Ted Best

Medal record

Men's athletics

Representing Australia

British Empire Games

= Ted Best =

Australian sprinter (1917–1992)

Edward Wallace Best (11 September 1917 - 1 June 1992) was an Australian athlete who competed in the third British Empire Games (forerunner of the modern Commonwealth Games), held in Sydney in February 1938. Best was Lord Mayor of Melbourne from 1969 to 1971.

At the 1938 Empire Games he won the bronze medal in the men's 100 yards event as well as in the 220 yards competition. He was also a member of the Australian relay team (along with Alf Watson, Teddy Hampson and Howard Yates) that won the bronze medal in the 4×110 yards contest.

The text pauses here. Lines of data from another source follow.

Issue #770, opened 2022-12-13
Internal node not working


louneskmt:
### Describe the bug

Since a few days, the LDK node doesn't seem to be working:
- I'm no longer able to see the node id in "Advanced > Lightning Node" 
- The only channel I had is detected as "Closed connection" while there is no closing tx on the chain

The channel is marked as "Channel Ready Yes", "Channel Usable False". The local balance of the balance no longer appears on the main screen balance + Spending balance. 

### Reproduce

There isn't really any step to reproduce. 

### Screenshots / Recording

![AD26AF68-D8E2-4ABD-B188-A870A1792A34](https://user-images.githubusercontent.com/38882571/207255875-b1308ac2-83d3-4d92-88b2-100395752107.png)
![4B2F4EEC-F624-45FC-AE46-91B7EC0E5784](https://user-images.githubusercontent.com/38882571/207255957-a3b85f61-1c6f-4780-b97f-f92a43b181c4.png)

### Operating system

iOS 16

### Bitkit version

1.0 (23)

coreyphillips:
Hey @louneskmt, thanks for creating an issue. Sorry to read you're having trouble with the lightning node's connection. 

There are some instances where using a VPN will prevent a successful connection to your lightning node's peers. To prevent this, please ensure you're not using a VPN service on your device and attempt to restart the application to reconnect.

If this isn't the case, another way to troubleshoot this issue would be to enable "Developer mode" and attempt to restart and refresh LDK from the Settings menu. To enable dev mode, tap the Cog at the bottom of the Settings menu ~5 times. If successful, you should see a notification appear letting you know dev options were enabled. From there, you can navigate to "Advanced"->"Lightning Connections". You should now see several new buttons. Two of which are labeled "Restart LDK" & "Refresh LDK". Tapping "Restart LDK", wait several seconds and then tapping "Refresh LDK" should attempt to re-add and connect to your lightning peers.

Please let us know if this helps resolve your issue or if you notice any additional connection issues.

louneskmt:
Hey @coreyphillips! You're right, I use a VPN on my phone at times. Unfortunately, I tried your protocol multiple times, either on 5G or WiFi, without VPN, and nothing changed. Is there a way to get the logs?

coreyphillips:
[...]

Issue #713, opened 2022-11-17
[Bug]: Funds lost after channel close


steepdawn974:
### Describe the bug

After having closed a Lightning connection, the funds that were in the channel never reappear in the on-chain wallet.  

Under Networks > Ligthning Connections the channel is under "Closed Connections", so it appears it has properly closed. 
I imported the seed words into a third-party wallet to double-check, and can confirm that the funds never arrived.

Where can I provide further info (channelId etc) to help troubleshoot?

### Reproduce

1. Open a LN channel (Blocktank) with wallet on-chain funds
2. LN Balance appears
3. Close this Lightning Connection
4. Channel is closed, but Funds are lost

### Operating system

CalyxOS 4.3.0 (Android13)

### Bitkit version

v1.0.0

Jasonvdb:
Can you please confirm the version in the app? Go to Settings -> About Bitkit. It should be version `1.0 (19)` for the latest. 

We just added a pending balance to your total so you should see that there for a while after the channel closes. It's likely a mutual close didn't happen resulting in a force close and the funds could take 2 weeks to be claimable. You won't see it in your onchain wallet even if you import it elsewhere until the outputs become spendable again so the wallet can claim it.

If you're on the latest version and not seeing a pending balance above your total on the home screen then send us your channel ID or Blocktank order ID (Settings -> General -> Blocktank Orders) to `support@synonym.to` and we can check on our side what the status is.

steepdawn974:
It reads: 
`Version: 1.0.0`  


EDIT: I see a new update just dropped. Installing `1.0 (19)` now

Jasonvdb:
Cool let me know if you see a pending balance now?

steepdawn974:
Negative. Still no pending balance on `v1.0 (19)`.   Will engage support@synonym.to now.

Jasonvdb:
@steepdawn974 just confirming you didn't try restore your wallet into Bitkit? It's still the original one you created on your device? Just want to rule out a bug in the backup method.

steepdawn974:
Correct- It was a first-time fresh install of 1.0.0 back then. Create a fresh wallet, transferred some sats, opened a channel, then two weeks later closed the channel --> remaining channel balance is not showing up in the on chain wallet, also not a pending. 
Then upgraded to 1.0 (19) as suggested on Github --> still no fund pending. 

SD 

-- 
 Sent with Tutanota, enjoy secure & ad-free emails. 



[...]

PR #1294, opened 2023-10-06
feat: new ldk backup server restore

Jasonvdb:
### Description

- Enables backing up and restoring from new backup server.
- Reverts back to deprecated backup server if no backup found on new server

### Linked Issues/Tasks

Does not resolve existing restore issues it should prevent further ones from occurring.
https://github.com/synonymdev/bitkit/issues/713
https://github.com/synonymdev/bitkit/issues/770

### Type of change

### Tests

- [ ] Detox test
- [ ] Unit test
- [x] No test

### QA Notes

Backup and restoring lightning funds should be reliable now


limpbrains:
should performRemoteLdkBackup be removed?

Also list in  Settings -> Backup and Restore screen doesn't represent actual state now. We need a way to get backup info from ldk to update it

src/store/actions/backup.ts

Enlisting in the 2/22nd Battalion, Best was captured in New Britain (an island of New Guinea) by the Japanese in 1942. Photos held at the Australian War Memorial show him with other Allied prisoners of war at Zentsuji Camp at Shikoku, Osaka.

Educated at Wesley College, Melbourne, he was the son of AFL Fitzroy footballer Edward Best and was a nephew of politician Sir Robert Best.

Best died on 1 June 1992, aged 74, and was buried at the Anderson Creek Cemetery at Warrandyte. His wife Joan (née Ramsay), with whom he had been married for 52 years, was buried beside him upon her death in 2011.